Using the SSAST for SV

Introduction

This repository explores the application of transformer neural networks in the domain of automatic speaker recognition (ASR). The project focuses on investigating whether transformer architectures can effectively capture and learn voice dynamics (prosodic features) when trained for speaker verification. It is based on https://github.com/YuanGongND/ssast.

Getting Started

Clone the Repo:

git clone https://github.com/fabianbosshard/SSAST_SV.git
git lfs fetch

Data Download Process for DGX Server

This section provides step-by-step commands for running the data download process on the CAI DGX server (documentation).

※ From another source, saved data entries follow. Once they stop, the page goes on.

PR #673, opened 2015-08-07
upgrade rails version and fix bug

wuwx:
Rails 4.2 => 4.2.3
Forem::Topic helper methods #register_view_by increments the overall topic view count

### DIFF
--- a/app/models/forem/subscription.rb
+++ b/app/models/forem/subscription.rb
@@ -9,7 +9,7 @@ module Forem
       # If a user cannot be found, then no-op
       # This will happen if the user record has been deleted.
       if subscriber.present?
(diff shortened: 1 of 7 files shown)


radar:
Please see #640. We're waiting on 4.2.4 to be released.

app/models/forem/subscription.rb
```diff
@@ -9,7 +9,7 @@ def send_notification(post_id)
       # If a user cannot be found, then no-op
       # This will happen if the user record has been deleted.
       if subscriber.present?
-        SubscriptionMailer.topic_reply(post_id, subscriber.id).deliver
+        SubscriptionMailer.topic_reply(post_id, subscriber.id).deliver_now
```
radar, line 12: And what if people want to use `deliver_later` instead?

Issue #675, opened 2015-08-20
Rails 4.1.1 development class reloading issue


sr3d:
We are trying to integrate Forem into a Rails4.1.1 app but so far we're running into issues with the reloading of the Forem classes in development.  For example,

1st request is OK -- we can see the forem page.
2nd request we'd get an error like 

NameError in Forem::Categories#show
Showing /Users/alex/.rvm/gems/ruby-2.0.0-p247/bundler/gems/forem-c793fb195ad4/app/views/forem/forums/_forum.html.erb where line #7 raised:

uninitialized constant Forem::Forum::Post

Disabling the cache reloading in config/environments/development.rb (config.cache_classes = true) fixes the issue since now the classes don't get reloaded.

We're using Forem off the rails4 branch already:

gem 'forem', :github => "radar/forem", :branch => "rails4"

neocanable:
+1
we got same things

radar:
Please show me your `Gemfile`.

cjbottaro:
+1
Same issue here.  For me, every time it's `uninitialized constant Forem::StateWorkflow`.  I have to restart my server almost every time I make a change.  Development is extremely painful now.

Gemfile:  https://gist.github.com/cjbottaro/4373517f4a8efcb6e3e1

radar:
Any particular reason why you're stuck on 4.1.1 and can't upgrade to 4.2.4?

cjbottaro:
I'm not sure what you mean.  The Gemfile that I posted shows 4.2.4.  In fact, I had to upgrade to 4.2.4 (from 4.2.3) just to get it to work (due to dependencies specified in the gemspec).

radar:
You're commenting on an issue that says it has a problem with 4.1.1. You said you have the same issue.

I didn't see that your Gemfile contained 4.2.4.

cjbottaro:
Whoops, sorry about that.  I meant to say I'm also experiencing this with Rails 4.2.4.

radar:
Could someone please share with me a basic application which reproduces this issue? I'm having a hard time reproducing it myself.

radar:
This is fixed now by #679.

PR #679, opened 2015-09-01
Fixes class reloading issue

cjbottaro:
This fixes the issue for me.  Sorry, couldn't run specs because I don't want to install MySQL, but it seems like a pretty innocuous change.

Pretty sure bug was caused by something related to this:
http://guides.rubyonrails.org/autoloading_and_reloading_constants.html#autoloading-and-require

Something about autoloading classes (in `app/`) requiring non-autoloading classes (in `lib/`).  ¯_(ツ)_/¯

### DIFF
--- a/app/models/forem/post.rb
+++ b/app/models/forem/post.rb
@@ -1,5 +1,3 @@
-require 'forem/state_workflow'
-
 module Forem
   class Post < ActiveRecord::Base
     include Workflow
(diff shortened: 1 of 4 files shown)


cjbottaro:
Fixes issue #675 for me.

radar:
Haha this is great! I was just warning another developer about doing this kind of thing in a model and then it's pointed out that I've done it myself!!

The require call is only ran once, and so on the second request when it reloads the model it won't run it again. The solution is to do as you've done, or to require them with require_dependency which uses load or require depending on a config setting I forget the name of right now.

Thanks very much for the patch! Travis has run the tests and according to it the tests are fine.

I'll merge now!

PR #683, opened 2015-09-21
Rails3

archievi:


radar:
No description and failing build and it doesn't merge cleanly. Assuming PR opened in error.

PR #686, opened 2015-11-01
Set mysql version in Gemfile to work with latest rails

zakak:
This should fix the failing mysql Travis builds until the latest mysql2 + rails get along. http://stackoverflow.com/a/32466950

Navigate to the utils/data_downloading directory:

cd utils/data_downloading

Datasets

LibriSpeech

Start a screen session:

screen

Start a SLURM session:

srun --job-name=xbfr_data_download_librispeech --pty --ntasks=1 --cpus-per-task=4 --mem=16G --gres=gpu:0 bash

Build the Docker image:

docker build \
--build-arg USER_ID=$(id -u) \
--build-arg GROUP_ID=$(id -g) \
-t xbfr_data_download_librispeech_img .

Run the Docker container:

nvidia-docker run --rm -it \
 --shm-size=16g \
 --name xbfr_data_download_librispeech \
 --volume /cluster/home/xbfr/SSAST_SV:/workspace/SSAST_SV \
 --volume /raid/xbfr:/raid/xbfr \
 --env SLURM_JOB_ID \
 xbfr_data_download_librispeech_img bash

Inside the Docker container, run the download script:

./download_data.sh librispeech

Detach from the screen session by pressing Ctrl + A followed by D.

VoxCeleb

Start a screen session:

screen

Start a SLURM session:

srun --job-name=xbfr_data_download_voxceleb --pty --ntasks=1 --cpus-per-task=4 --mem=16G --gres=gpu:0 bash

Build the Docker image:

docker build \
--build-arg USER_ID=$(id -u) \
--build-arg GROUP_ID=$(id -g) \
-t xbfr_data_download_voxceleb_img .

Run the Docker container:

nvidia-docker run --rm -it \
 --shm-size=16g \
 --name xbfr_data_download_voxceleb \
 --volume /cluster/home/xbfr/SSAST_SV:/workspace/SSAST_SV \
 --volume /raid/xbfr:/raid/xbfr \
 --env SLURM_JOB_ID \
 xbfr_data_download_voxceleb_img bash

Inside the Docker container, run the download script:

./download_data.sh voxceleb

Detach from the screen session by pressing Ctrl + A followed by D.

AudioSet

Start a screen session:

screen

Start a SLURM session:

srun --job-name=xbfr_data_download_audioset --pty --ntasks=1 --cpus-per-task=4 --mem=16G --gres=gpu:0 bash

Build the Docker image:

docker build \
--build-arg USER_ID=$(id -u) \
--build-arg GROUP_ID=$(id -g) \
-t xbfr_data_download_audioset_img .

Run the Docker container:

nvidia-docker run --rm -it \
--shm-size=16g \
--name xbfr_data_download_audioset \
--volume /cluster/home/xbfr/SSAST_SV:/workspace/SSAST_SV \
--volume /raid/xbfr:/raid/xbfr \
--env SLURM_JOB_ID \
xbfr_data_download_audioset_img bash

Inside the Docker container, run the download script:

./download_data.sh audioset

Detach from the screen session by pressing Ctrl + A followed by D.

Exiting the Sessions

After a while, the datasets will have been downloaded. Reattach to the screen sessions using their respective identifiers:

screen -r [pid.]tty.host

Follow the instructions below to exit the Docker container, SLURM session, and screen session.

Exit the Docker container:

exit

Exit the SLURM session:

exit

Exit the screen session:

exit

Repeat these steps for each screen session.

Checking Download Progress

To monitor download progress:

Navigate to the directory:

cd utils/data_downloading

Start a SLURM session:

srun --job-name=xbfr_progress_monitoring --pty --ntasks=1 --cpus-per-task=2 --mem=8G --gres=gpu:0 bash

Build the Docker image:

docker build -f Dockerfile.analysis \
--build-arg USER_ID=$(id -u) \
--build-arg GROUP_ID=$(id -g) \
-t xbfr_progress_monitoring_img .

Run the analysis:

nvidia-docker run --rm -it \
--name xbfr_progress_monitoring \
--volume /cluster/home/xbfr/SSAST_SV:/workspace/SSAST_SV \
--volume /raid/xbfr:/raid/xbfr \
--env SLURM_JOB_ID \
xbfr_progress_monitoring_img bash

Inside the Docker container, run the analysis python script:

python3 print_info.py

Exit the container and SLURM session:

exit
exit

Repeat these steps periodically to track download progress.